**ABOUT THIS EXERCISE**.
For each line in the data below that has the word "args", copy that line.

Stored items from a collection
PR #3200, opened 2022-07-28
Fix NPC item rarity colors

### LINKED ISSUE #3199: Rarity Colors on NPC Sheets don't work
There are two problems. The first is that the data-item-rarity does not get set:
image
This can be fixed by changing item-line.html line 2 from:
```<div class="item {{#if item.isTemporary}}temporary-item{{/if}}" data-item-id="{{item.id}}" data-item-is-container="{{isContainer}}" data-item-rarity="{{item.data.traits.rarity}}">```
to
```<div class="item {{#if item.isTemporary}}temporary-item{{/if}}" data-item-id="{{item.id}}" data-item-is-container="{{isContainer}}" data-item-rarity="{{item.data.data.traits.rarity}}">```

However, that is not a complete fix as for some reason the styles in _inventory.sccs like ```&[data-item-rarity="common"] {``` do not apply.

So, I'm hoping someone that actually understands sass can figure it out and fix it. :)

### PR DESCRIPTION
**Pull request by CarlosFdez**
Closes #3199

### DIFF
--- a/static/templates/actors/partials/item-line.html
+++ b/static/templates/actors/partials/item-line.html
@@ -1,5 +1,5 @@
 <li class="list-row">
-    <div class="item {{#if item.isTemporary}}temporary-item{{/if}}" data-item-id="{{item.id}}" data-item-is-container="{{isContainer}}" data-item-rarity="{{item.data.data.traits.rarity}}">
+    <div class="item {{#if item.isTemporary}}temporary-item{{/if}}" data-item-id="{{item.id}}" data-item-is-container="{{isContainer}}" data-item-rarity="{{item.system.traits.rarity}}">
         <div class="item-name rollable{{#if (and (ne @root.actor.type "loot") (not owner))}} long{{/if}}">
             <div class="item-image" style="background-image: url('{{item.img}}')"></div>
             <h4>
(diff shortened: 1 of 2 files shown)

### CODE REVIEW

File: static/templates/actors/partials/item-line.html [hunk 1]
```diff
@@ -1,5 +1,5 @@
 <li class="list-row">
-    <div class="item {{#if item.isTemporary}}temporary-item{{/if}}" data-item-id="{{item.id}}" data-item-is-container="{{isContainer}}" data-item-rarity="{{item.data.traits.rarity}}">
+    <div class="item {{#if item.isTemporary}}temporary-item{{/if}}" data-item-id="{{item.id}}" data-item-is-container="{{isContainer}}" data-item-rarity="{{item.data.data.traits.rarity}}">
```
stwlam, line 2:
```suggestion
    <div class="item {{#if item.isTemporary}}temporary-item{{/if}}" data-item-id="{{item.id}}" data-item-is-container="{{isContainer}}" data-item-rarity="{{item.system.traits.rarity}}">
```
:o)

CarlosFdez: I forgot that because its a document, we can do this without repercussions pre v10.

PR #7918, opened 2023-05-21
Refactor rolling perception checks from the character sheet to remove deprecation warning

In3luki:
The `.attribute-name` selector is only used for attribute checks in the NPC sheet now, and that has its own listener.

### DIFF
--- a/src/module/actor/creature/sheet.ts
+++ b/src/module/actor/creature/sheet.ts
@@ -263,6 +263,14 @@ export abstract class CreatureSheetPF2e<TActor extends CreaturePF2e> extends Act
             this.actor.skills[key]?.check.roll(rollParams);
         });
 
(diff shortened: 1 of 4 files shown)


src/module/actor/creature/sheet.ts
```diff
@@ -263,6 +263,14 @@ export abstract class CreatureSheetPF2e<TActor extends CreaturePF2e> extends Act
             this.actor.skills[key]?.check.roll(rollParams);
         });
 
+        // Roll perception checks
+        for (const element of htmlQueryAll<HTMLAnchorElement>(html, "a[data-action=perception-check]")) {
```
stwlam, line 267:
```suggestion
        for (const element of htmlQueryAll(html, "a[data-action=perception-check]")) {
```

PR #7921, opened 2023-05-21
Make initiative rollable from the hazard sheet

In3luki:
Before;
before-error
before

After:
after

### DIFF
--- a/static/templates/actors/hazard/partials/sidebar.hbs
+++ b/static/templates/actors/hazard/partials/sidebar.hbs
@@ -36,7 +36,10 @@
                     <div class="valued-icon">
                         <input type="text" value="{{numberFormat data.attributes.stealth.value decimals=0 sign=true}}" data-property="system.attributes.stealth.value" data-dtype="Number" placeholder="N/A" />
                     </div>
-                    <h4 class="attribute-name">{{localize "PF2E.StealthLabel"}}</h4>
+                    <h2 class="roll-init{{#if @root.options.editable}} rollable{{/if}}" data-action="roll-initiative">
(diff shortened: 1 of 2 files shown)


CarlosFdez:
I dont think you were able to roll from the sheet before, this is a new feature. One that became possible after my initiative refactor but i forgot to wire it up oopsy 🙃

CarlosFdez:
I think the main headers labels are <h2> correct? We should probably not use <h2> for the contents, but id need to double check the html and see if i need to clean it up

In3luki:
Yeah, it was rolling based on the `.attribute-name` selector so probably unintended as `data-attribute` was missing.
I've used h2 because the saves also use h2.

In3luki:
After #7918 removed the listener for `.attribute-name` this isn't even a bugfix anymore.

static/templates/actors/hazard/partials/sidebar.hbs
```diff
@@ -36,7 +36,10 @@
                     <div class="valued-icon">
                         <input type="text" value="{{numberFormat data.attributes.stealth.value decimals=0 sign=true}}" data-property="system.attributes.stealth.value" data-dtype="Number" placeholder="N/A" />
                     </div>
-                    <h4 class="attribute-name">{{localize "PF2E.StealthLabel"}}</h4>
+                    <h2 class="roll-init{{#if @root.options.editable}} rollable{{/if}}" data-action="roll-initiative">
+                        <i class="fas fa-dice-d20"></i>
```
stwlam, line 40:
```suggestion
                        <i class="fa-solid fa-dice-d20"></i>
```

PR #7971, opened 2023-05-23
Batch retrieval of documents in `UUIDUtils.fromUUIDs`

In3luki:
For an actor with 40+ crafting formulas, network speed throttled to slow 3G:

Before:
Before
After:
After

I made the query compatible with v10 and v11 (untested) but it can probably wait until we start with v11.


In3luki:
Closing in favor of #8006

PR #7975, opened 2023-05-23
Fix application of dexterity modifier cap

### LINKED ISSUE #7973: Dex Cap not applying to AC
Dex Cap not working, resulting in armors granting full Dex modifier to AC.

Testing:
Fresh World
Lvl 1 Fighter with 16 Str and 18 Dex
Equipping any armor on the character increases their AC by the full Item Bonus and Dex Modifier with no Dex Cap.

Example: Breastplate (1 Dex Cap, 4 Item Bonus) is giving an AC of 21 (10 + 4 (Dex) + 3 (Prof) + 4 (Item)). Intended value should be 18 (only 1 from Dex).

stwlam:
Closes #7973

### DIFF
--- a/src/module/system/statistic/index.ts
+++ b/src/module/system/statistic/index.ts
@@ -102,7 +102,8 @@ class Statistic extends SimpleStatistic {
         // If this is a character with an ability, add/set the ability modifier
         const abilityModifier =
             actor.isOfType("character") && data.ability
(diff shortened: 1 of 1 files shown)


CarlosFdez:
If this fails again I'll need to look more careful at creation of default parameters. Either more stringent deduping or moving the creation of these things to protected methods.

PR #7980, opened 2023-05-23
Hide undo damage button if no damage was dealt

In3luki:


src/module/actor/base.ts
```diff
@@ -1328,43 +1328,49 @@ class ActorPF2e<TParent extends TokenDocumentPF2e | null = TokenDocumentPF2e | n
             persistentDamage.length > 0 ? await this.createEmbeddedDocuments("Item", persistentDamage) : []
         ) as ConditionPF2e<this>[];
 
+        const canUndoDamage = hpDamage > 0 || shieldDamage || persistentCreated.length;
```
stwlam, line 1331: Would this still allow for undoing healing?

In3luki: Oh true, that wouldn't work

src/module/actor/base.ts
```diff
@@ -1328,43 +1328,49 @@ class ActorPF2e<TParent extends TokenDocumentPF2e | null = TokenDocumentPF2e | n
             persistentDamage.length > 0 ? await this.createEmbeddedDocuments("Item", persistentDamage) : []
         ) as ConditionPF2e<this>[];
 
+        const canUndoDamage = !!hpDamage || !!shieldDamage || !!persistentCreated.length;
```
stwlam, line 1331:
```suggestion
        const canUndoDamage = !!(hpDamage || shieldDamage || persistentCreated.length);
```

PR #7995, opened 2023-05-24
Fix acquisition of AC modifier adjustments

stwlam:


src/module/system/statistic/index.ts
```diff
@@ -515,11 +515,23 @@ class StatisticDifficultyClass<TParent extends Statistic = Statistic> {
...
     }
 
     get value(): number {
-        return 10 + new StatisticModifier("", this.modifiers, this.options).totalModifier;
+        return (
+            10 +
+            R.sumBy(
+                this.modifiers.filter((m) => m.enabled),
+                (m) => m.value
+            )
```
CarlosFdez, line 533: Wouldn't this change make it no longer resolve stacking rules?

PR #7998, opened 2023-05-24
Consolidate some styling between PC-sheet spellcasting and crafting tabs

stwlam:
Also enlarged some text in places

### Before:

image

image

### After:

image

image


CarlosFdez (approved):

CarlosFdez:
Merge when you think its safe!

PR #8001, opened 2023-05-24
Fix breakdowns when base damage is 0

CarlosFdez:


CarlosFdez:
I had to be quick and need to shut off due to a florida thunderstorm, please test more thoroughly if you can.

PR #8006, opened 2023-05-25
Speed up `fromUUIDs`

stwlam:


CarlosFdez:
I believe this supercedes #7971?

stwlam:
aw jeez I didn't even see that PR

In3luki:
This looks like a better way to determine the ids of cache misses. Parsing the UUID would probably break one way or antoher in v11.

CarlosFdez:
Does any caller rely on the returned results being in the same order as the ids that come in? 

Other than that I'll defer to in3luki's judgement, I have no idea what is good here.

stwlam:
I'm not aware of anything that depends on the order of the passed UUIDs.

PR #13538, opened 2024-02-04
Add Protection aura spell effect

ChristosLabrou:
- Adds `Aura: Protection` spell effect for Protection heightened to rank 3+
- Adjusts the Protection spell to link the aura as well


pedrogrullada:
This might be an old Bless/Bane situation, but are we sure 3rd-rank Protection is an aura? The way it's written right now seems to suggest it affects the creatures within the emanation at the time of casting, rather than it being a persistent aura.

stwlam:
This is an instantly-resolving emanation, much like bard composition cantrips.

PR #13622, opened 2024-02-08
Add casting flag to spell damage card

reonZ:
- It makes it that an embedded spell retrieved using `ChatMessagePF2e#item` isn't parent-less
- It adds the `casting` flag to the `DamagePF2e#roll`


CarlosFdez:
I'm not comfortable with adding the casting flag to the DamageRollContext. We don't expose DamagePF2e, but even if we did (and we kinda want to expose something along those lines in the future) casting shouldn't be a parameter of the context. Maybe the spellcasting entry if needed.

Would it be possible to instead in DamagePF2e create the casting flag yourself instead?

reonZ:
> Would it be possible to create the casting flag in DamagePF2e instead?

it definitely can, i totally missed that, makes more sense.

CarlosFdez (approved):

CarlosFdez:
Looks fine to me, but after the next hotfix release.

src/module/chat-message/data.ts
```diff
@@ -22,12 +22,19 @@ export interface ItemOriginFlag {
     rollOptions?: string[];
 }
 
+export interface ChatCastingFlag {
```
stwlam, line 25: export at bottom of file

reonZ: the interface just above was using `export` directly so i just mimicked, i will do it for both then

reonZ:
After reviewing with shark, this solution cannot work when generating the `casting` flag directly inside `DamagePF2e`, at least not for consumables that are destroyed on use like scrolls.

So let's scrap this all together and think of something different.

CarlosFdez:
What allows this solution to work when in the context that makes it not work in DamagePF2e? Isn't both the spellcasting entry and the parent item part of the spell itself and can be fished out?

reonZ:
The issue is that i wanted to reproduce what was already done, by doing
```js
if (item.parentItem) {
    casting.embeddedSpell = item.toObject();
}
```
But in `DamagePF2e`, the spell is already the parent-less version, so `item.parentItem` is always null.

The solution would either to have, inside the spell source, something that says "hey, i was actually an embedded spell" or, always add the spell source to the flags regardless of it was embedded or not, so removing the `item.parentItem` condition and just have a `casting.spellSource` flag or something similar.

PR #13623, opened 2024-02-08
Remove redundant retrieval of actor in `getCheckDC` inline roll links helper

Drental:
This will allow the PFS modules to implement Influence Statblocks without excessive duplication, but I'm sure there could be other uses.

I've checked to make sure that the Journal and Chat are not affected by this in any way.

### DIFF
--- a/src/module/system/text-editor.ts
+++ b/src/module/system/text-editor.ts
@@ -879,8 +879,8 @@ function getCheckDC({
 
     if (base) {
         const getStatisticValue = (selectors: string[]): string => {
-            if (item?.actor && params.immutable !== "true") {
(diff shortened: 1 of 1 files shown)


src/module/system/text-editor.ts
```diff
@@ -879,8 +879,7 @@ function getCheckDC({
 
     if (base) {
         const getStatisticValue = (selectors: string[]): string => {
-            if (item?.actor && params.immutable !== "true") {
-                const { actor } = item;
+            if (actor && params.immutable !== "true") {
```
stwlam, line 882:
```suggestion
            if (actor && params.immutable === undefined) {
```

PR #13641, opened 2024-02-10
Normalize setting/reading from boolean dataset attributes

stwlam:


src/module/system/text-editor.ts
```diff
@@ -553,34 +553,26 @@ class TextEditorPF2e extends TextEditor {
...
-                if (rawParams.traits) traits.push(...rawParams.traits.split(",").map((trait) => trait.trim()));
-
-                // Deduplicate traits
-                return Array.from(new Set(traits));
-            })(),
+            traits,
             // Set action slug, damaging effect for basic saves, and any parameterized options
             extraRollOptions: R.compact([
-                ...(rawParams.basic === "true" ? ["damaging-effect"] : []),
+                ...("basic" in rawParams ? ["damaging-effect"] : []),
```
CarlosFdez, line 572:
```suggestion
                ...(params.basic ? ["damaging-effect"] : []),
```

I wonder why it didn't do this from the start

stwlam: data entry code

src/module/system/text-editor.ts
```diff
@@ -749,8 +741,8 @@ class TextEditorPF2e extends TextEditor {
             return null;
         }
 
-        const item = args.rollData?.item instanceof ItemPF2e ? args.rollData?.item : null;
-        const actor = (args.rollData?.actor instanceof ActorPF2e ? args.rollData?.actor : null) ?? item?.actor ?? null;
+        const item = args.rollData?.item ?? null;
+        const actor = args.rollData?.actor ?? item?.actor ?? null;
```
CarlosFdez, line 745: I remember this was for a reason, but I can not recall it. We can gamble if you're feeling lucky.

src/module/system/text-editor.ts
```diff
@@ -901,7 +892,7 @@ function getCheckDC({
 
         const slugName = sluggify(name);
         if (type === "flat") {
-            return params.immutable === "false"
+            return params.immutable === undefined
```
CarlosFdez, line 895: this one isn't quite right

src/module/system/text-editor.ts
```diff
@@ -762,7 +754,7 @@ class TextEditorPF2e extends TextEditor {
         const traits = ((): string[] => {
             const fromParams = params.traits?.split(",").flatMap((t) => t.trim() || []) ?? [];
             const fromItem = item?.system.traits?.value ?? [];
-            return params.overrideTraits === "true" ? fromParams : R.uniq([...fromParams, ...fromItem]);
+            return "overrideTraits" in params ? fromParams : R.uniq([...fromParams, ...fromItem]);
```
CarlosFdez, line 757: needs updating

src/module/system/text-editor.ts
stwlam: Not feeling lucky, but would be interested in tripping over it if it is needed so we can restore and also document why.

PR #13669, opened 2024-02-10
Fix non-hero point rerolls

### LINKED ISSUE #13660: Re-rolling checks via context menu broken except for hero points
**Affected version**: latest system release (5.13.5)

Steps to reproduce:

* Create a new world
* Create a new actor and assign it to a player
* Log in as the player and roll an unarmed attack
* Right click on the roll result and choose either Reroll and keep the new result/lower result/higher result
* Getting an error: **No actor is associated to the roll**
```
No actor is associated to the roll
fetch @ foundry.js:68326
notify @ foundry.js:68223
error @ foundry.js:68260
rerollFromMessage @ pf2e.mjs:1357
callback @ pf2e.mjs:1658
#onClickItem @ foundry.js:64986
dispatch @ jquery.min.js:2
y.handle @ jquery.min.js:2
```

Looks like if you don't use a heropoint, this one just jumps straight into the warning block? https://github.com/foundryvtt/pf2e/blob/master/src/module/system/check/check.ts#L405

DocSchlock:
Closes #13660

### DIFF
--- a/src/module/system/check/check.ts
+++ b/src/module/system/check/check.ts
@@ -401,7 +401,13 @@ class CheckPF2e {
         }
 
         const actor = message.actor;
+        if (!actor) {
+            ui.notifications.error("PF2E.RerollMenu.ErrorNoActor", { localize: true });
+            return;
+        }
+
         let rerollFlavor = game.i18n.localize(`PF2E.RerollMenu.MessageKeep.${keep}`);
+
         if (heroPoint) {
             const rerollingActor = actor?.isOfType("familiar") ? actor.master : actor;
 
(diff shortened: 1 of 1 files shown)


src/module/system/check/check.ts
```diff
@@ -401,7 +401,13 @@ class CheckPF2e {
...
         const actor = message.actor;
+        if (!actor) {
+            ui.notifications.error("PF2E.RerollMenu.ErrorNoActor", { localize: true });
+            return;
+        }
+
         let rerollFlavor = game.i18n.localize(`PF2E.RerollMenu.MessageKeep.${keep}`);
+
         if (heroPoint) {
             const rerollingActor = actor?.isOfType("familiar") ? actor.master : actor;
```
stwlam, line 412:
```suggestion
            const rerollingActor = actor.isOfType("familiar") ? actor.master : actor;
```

**RESULT**.
-        const item = args.rollData?.item instanceof ItemPF2e ? args.rollData?.item : null;
-        const actor = (args.rollData?.actor instanceof ActorPF2e ? args.rollData?.actor : null) ?? item?.actor ?? null;
+        const item = args.rollData?.item ?? null;
+        const actor = args.rollData?.actor ?? item?.actor ?? null;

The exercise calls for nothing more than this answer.